▶ WORK REQUIRED:
The answer is a stretch of the material below, returned exactly: the line containing "your changes. (required)**", the line containing "task = await", and all lines between.

▶ DATASET EXCERPTS:
*** Begin section ***

PR #895, opened 2022-02-11
VOD transcode task

darkdarkdragon:
**What does this pull request do? Explain your changes. (required)**

**Specific updates (required)**

## -

- **How did you test each of these updates (required)**

**Does this pull request close any open issues?**

**Screenshots (optional):**

**Checklist:**

- [ ] I have read the **CONTRIBUTING** document.
- [ ] My change requires a change to the documentation.
- [ ] I have updated the documentation accordingly.
- [ ] I have added tests to cover my changes.

PR #900, opened 2022-02-11
api: Fix some schemas from asset APIs

victorges:
Some nitpicks on the assets and tasks schema.

 - Validate the url field from the schema, instead of just allowing any additional properties
 - Make videoFilePath and metadataFilePath from import task output writeOnly (private)

## -

`yarn test`

Only those discussed on Discord 😆 

**Checklist:**

### DIFF
--- a/packages/api/src/controllers/asset.ts
+++ b/packages/api/src/controllers/asset.ts
@@ -209,7 +209,7 @@ app.get("/", authMiddleware({}), async (req, res) => {
 
   res.status(200);
 
-  if (output.length > 0) {
+  if (output.length > 0 && newCursor) {
     res.links({ next: makeNextHREF(req, newCursor) });
   }
 
@@ -323,9 +323,18 @@ app.post(
       req.config.vodObjectStoreId,
       { name: `asset-upload-${id}`, ...req.body }
     );
+    const uploadedObjectKey = `directUpload/${playbackId}/source`;
     const presignedUrl = await getS3PresignedUrl(
       asset.objectStoreId,
-      `directUpload/${playbackId}/source`
+      uploadedObjectKey
+    );
+    const task = await req.taskScheduler.createTask(
+      "import",
+      {
+        import: { uploadedObjectKey },
+      },
+      null,
+      asset
     );
 
     const b64SignedUrl = encodeURIComponent(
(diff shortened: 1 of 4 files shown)


packages/api/src/controllers/asset.ts
```diff
@@ -383,7 +388,8 @@ app.put("/upload/:url", async (req, res) => {
           },
         },
         undefined,
-        asset
+        asset,
+        taskId
```
gioelecerati: We should take care of this as it conflicts with this #895 on [L141](https://github.com/livepeer/livepeer-com/blob/4eb6e2dfa6912fc15c351fb30a5706663f4e3e89/packages/api/src/task/scheduler.ts#L141)?

gioelecerati (commented):
All looking good, just a comment on `forcedTaskId`

packages/api/src/controllers/asset.ts
victorges: cool thanks for noticing that! might rebase on top of it

packages/api/src/schema/schema.yaml
```diff
@@ -1221,11 +1221,11 @@ components:
                       readOnly: true
                       description:
                         URL to access file through HTTP on an IPFS gateway
-                    erc1155MetadataCid:
```
gioelecerati, line 1215: nit: What about always use `CID` in uppercase, so erc1155MetadataCID?
EDIT: **nftMetadataCID**

gioelecerati: * nftMetadataCID

gioelecerati (approved):
LGTM

packages/api/src/schema/schema.yaml
victorges: Hmm are you reviewing an outdated version? Here it is `nftMetadataCid` already

Regarding casing, I'd prefer to keep it consistent with our current schema. In Go, the pattern is to keep acronyms all upper or all lowercase so that would make sense. I'm not sure if there is an officially recommended pattern for node/JSON, but we already have things like `playbackId` (not `ID`), `recording/playbackUrl` on our schemas, so I'd prefer to treat them as regular words and do upper only on the first letter as `Cid`

PR #911, opened 2022-02-14
return orchestrators pending activation for Confluence upgrade

### LINKED ISSUE #908: subgraph middleware return orchestrators pending activation for Confluence upgrade
**What's the problem? (required)** Describe the problem or need in exactly 1
sentence. Ex. "I'm unable to [...]", or "I am confused by [...]"

For the Confluence upgrade, we want to make sure that Os that migrate can immediately start being eligible for work [1].

At the moment, the subgraph middleware can be used by a B using a webhook to discover Os by setting `LP_SUBGRAPH_URL` to the subgraph URL that Os should be discovered from. The GraphQL query currently filters for active Os - see https://github.com/livepeer/livepeer-com/blob/75fca89f54fa36b0b76be344124326f31894eb3e/packages/api/src/middleware/subgraph.ts#L31. 

We could update the filter for the query to return Os that are pending activation as well. This will require fetching the current round as well which I believe we can do by querying the subgraph. Assuming that we have the current round, the updated filter for the query to fetch Os could look something like this:

```
transcoders(where: { activationRound_lte: currentRound + 1, deactivationRound_gt: currentRound })
```

[1] As mentioned in https://github.com/livepeer/go-livepeer/commit/9ab7a8842f2f4c12a0ca9b88cd8ef9b6a1bc1b73#commitcomment-66501975 we may want to revert this behavior after the round after the upgrade, but for now this makes the upgrade transition smoother.

**What's the current behavior? (required)** A clear and concise description of
the current behavior of the DApp or package (or lack thereof).

subgraph middleware currently returns active Os which means that a B using this middleware for discovery immediately after the Confluence upgrade will have an empty list of Os received until the start of the next round.

**Do you have any personal experiences dealing with this problem? (optional)**
Describe your personal experiences related this problem in 1-4 sentences.

**Describe a possible solution you've considered (optional)** A clear and
concise description of what you want to happen.

**Additional context (optional)** Add any other context or screenshots about the
enhancement or feature request here.

adamsoffer:
This PR ensures that Os who migrate can immediately start being eligible for work by updating the subgraph middleware query to return Os that are pending activation as well.

Manually tested the graphql requests.

Closes #908

### DIFF
--- a/packages/api/src/middleware/subgraph.ts
+++ b/packages/api/src/middleware/subgraph.ts
@@ -25,18 +25,37 @@ export default function subgraphMiddleware({
   let cachedResp: Array<OrchestratorNodeAddress> = [];
   let lastCachedRespUpdate = 0;
 
-  const getOrchestrators = async () => {
-    const query = `
-      {
-        transcoders(where: { active: true }) {
-          id
-          serviceURI
-        }
-      }
-    `;
+  const getCurrentRound = async () => {
+    const res = await fetchWithTimeout(subgraphUrl, {
+      method: "POST",
+      headers: {
+        "Content-Type": "application/json",
+        Accept: "application/json",
+      },
+      body: JSON.stringify({
+        query: `{ protocol(id: "0") { currentRound { id } } }`,
+      }),
+      timeout: SUBGRAPH_TIMEOUT,
+    });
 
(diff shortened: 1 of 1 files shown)


yondonfu (approved):
LGTM

PR #914, opened 2022-02-15
api/task: Add separate IPFS URL as well as gateway's

victorges:
Adding the raw IPFS URL as well for easy usage to the hackers.


gioelecerati (approved):
LGTM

*** End section ***

▶ RESULT:
**What does this pull request do? Explain your changes. (required)**

**Specific updates (required)**

## -

- **How did you test each of these updates (required)**

**Does this pull request close any open issues?**

**Screenshots (optional):**

**Checklist:**

- [ ] I have read the **CONTRIBUTING** document.
- [ ] My change requires a change to the documentation.
- [ ] I have updated the documentation accordingly.
- [ ] I have added tests to cover my changes.

PR #900, opened 2022-02-11
api: Fix some schemas from asset APIs

victorges:
Some nitpicks on the assets and tasks schema.

 - Validate the url field from the schema, instead of just allowing any additional properties
 - Make videoFilePath and metadataFilePath from import task output writeOnly (private)

## -

`yarn test`

Only those discussed on Discord 😆 

**Checklist:**

### DIFF
--- a/packages/api/src/controllers/asset.ts
+++ b/packages/api/src/controllers/asset.ts
@@ -209,7 +209,7 @@ app.get("/", authMiddleware({}), async (req, res) => {
 
   res.status(200);
 
-  if (output.length > 0) {
+  if (output.length > 0 && newCursor) {
     res.links({ next: makeNextHREF(req, newCursor) });
   }
 
@@ -323,9 +323,18 @@ app.post(
       req.config.vodObjectStoreId,
       { name: `asset-upload-${id}`, ...req.body }
     );
+    const uploadedObjectKey = `directUpload/${playbackId}/source`;
     const presignedUrl = await getS3PresignedUrl(
       asset.objectStoreId,
-      `directUpload/${playbackId}/source`
+      uploadedObjectKey
+    );
+    const task = await req.taskScheduler.createTask(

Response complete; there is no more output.